Microscope

This article is about microscopes in general. For light microscopes, see Optical microscope.
Microscope
Uses Small sample observation
Notable experiments
Discovery of cells
Inventor Zacharias Janssen
Related items Optical microscope Electron microscope
18th century microscopes from the Musée des Arts et Métiers, Paris

A microscope (from the Ancient Greek: μικρός, mikrós, "small" and σκοπεῖν, skopeîn, "to look" or "see") is an instrument used to see objects that are too small for the naked eye. The science of investigating small objects using such an instrument is called microscopy. Microscopic means invisible to the eye unless aided by a microscope.
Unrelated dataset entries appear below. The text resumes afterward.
PR #1365, opened 2026-06-16
Fix mypy errors in batch 2 part 3 (#1282)

rosspeili:
plane_wave_hamiltonian: annotate spins as list[Optional[int]]. physical_costing: MagicStateFactory rounds and failure_rate are floats at runtime.

### DIFF
--- a/src/openfermion/hamiltonians/plane_wave_hamiltonian.py
+++ b/src/openfermion/hamiltonians/plane_wave_hamiltonian.py
@@ -11,8 +11,6 @@
 #   limitations under the License.
 """Construct Hamiltonians in plan wave basis and its dual in 3D."""
 
-from typing import Tuple, Optional, Union
-
 import numpy as np
 
 from openfermion.hamiltonians.jellium import jellium_model, jordan_wigner_dual_basis_jellium
@@ -26,10 +24,10 @@ import openfermion.chem.molecular_data as md
 
 def dual_basis_external_potential(
     grid: Grid,
-    geometry: list[Tuple[str, Tuple[Union[int, float], Union[int, float], Union[int, float]]]],
+    geometry: list[tuple[str, tuple[int | float, int | float, int | float]]],
     spinless: bool,
     non_periodic: bool = False,
-    period_cutoff: Optional[float] = None,
+    period_cutoff: float | None = None,
 ) -> FermionOperator:
     """Return the external potential in the dual basis of arXiv:1706.00023.
 
@@ -55,8 +53,8 @@ def dual_basis_external_potential(
     """
     if non_periodic and period_cutoff is None:
         period_cutoff = grid.volume_scale() ** (1.0 / grid.dimensions)
-    operator = None
-    spins: list[Optional[int]]
+    operator: FermionOperator | None = None
+    spins: list[int | None]
     if spinless:
         spins = [None]
     else:
@@ -116,11 +114,11 @@ def filter_plane_wave_operator(
 
 def plane_wave_external_potential(
     grid: Grid,
-    geometry: list[Tuple[str, Tuple[Union[int, float], Union[int, float], Union[int, float]]]],
+    geometry: list[tuple[str, tuple[int | float, int | float, int | float]]],
     spinless: bool,
-    e_cutoff: Optional[float] = None,
+    e_cutoff: float | None = None,
     non_periodic: bool = False,
-    period_cutoff: Optional[float] = None,
+    period_cutoff: float | None = None,
 ) -> FermionOperator:
     """Return the external potential operator in plane wave basis.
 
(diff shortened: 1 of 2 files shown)


src/openfermion/hamiltonians/plane_wave_hamiltonian.py
```diff
@@ -56,6 +56,7 @@ def dual_basis_external_potential(
     if non_periodic and period_cutoff is None:
         period_cutoff = grid.volume_scale() ** (1.0 / grid.dimensions)
     operator = None
+    spins: List[Optional[int]]
```
mhucka: Hmmm shouldn't this use the Python `list` type instead of the `typing` types?

mhucka (approved):

mhucka (changes requested):
Please check the type annotation in plane_wave_hamiltonians.py

src/openfermion/hamiltonians/plane_wave_hamiltonian.py
mhucka: Oh, LOL, I just read GCA's review telling you to go in the opposite direction.

I think we want to go to `list` if possible. GCA's comment about Python 3.9 is irrelevant as OpenFermion only support 3.10+ anyway. I'd change the other `List` cases in the file (if there are any, as GCA seems to think) to `list` instead. I assume that's what was being used in the other mypy PRs?

rosspeili:
@mhucka thanks and agreed, switched back to `list[Optional[int]]` and updated the other `List[...]` annotations in this file to `list[...]` too similar to previous PRs.

src/openfermion/hamiltonians/plane_wave_hamiltonian.py
```diff
@@ -56,6 +56,7 @@ def dual_basis_external_potential(
     if non_periodic and period_cutoff is None:
         period_cutoff = grid.volume_scale() ** (1.0 / grid.dimensions)
     operator = None
+    spins: list[Optional[int]]
```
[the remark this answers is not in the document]
mhucka: This project assumes Python 3.10+, so the change above is not necessary.

mhucka:
```suggestion
    spins: list[int | None]
```

src/openfermion/hamiltonians/plane_wave_hamiltonian.py
```diff
@@ -26,7 +26,7 @@
 
 def dual_basis_external_potential(
     grid: Grid,
-    geometry: List[Tuple[str, Tuple[Union[int, float], Union[int, float], Union[int, float]]]],
+    geometry: list[Tuple[str, Tuple[Union[int, float], Union[int, float], Union[int, float]]]],
     spinless: bool,
     non_periodic: bool = False,
     period_cutoff: Optional[float] = None,
```
mhucka: You can use T | None instead of Optional[T]:

```suggestion
    period_cutoff: float | None = None,
```

src/openfermion/hamiltonians/plane_wave_hamiltonian.py
```diff
@@ -11,7 +11,7 @@
 #   limitations under the License.
 """Construct Hamiltonians in plan wave basis and its dual in 3D."""
 
-from typing import List, Tuple, Optional, Union
+from typing import Tuple, Optional, Union
```
mhucka: Similar to how we're using `list`, we can also use `tuple` instead of `Tuple` in the type annotations. In addition, looks like Union and Optional are not needed. (See comments below.) So, I think this whole import can go away.

src/openfermion/hamiltonians/plane_wave_hamiltonian.py
```diff
@@ -26,7 +26,7 @@
 
 def dual_basis_external_potential(
     grid: Grid,
-    geometry: List[Tuple[str, Tuple[Union[int, float], Union[int, float], Union[int, float]]]],
+    geometry: list[Tuple[str, Tuple[Union[int, float], Union[int, float], Union[int, float]]]],
```
mhucka: This can use `tuple` instead of `Tuple`, and `Union[int, float]` can be replaced by `int | float`. The same change applies to the other places where this pattern occurs in this PR, but I will skip repeating the same comment.

```suggestion
    geometry: list[tuple[str, tuple[int | float, int | float, int | float]]],
```

src/openfermion/hamiltonians/plane_wave_hamiltonian.py
```diff
@@ -56,6 +56,7 @@ def dual_basis_external_potential(
     if non_periodic and period_cutoff is None:
         period_cutoff = grid.volume_scale() ** (1.0 / grid.dimensions)
     operator = None
```
mhucka: Missing a type annotation. Looks like that should be:


```suggestion
    operator = FermionOperator | None = None
```

src/openfermion/hamiltonians/plane_wave_hamiltonian.py
mhucka: Note: a similar type declaration occurs in more places below. Please also make the same adjustment to the other ones.

mhucka (changes requested):
Thanks for working on this. I recommend some tweaks below.

rosspeili:
@mhucka thanks for the tip, and sorry for not coming up with this myself, applied all tweaks in latest push, also removed the `typing` import. Let me know how this looks.

mhucka (approved):
Great, thanks for doing this!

There are many types of microscopes. The most common (and the first to be invented) is the optical microscope, which uses light to image the sample. Other major types of microscopes are the electron microscope (both the transmission electron microscope and the scanning electron microscope), the ultramicroscope, and the various types of scanning probe microscope.

History

The first microscope to be developed was the optical microscope, although the original inventor is not easy to identify. Evidence points to the first compound microscope appearing in the Netherlands by the 1620s, with a likely inventor being Cornelis Drebbel.[1] Counter claims include it being invented by Hans Lippershey (who obtained the first telescope patent) and what may be a dubious claim by Zacharias Janssen's son that his father invented the microscope and telescope.[2] Giovanni Faber coined the name microscope for Galileo Galilei's compound microscope in 1625 [3] (Galileo had called it the "occhiolino" or "little eye").
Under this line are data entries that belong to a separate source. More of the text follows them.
PR #1159, opened 2025-09-09
 [utm] Add SCD0090 when a flight is planned with higher priority 

the-glu:
Follow #1156 

The previous PRs didn't generate notifications when a fight is planned with conflict but still allowed.

This modify the mock_uss and the conflict_higher_priority tests to tests such case (when flight 2, with higher priority, is planned after flight 1).


BenjaminPelletier (commented):
This seems reasonable pending changes from #1156 and #1155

Rise of modern light microscopy

Robert Hooke's microscope and other Instruments

The first detailed account of the interior construction of living tissue based on the use of a microscope did not appear until 1644, in Giambattista Odierna's L'occhio della mosca, or The Fly's Eye.[4]

It was not until the 1660s and 1670s that the microscope was used extensively for research in Italy, the Netherlands and England. Marcelo Malpighi in Italy began the analysis of biological structures beginning with the lungs. Robert Hooke's Micrographia had a huge impact, largely because of its impressive illustrations. The greatest contribution came from Antonie van Leeuwenhoek who discovered red blood cells and spermatozoa and helped popularise microscopy as a technique. On 9 October 1676, Van Leeuwenhoek reported the discovery of micro-organisms.[4]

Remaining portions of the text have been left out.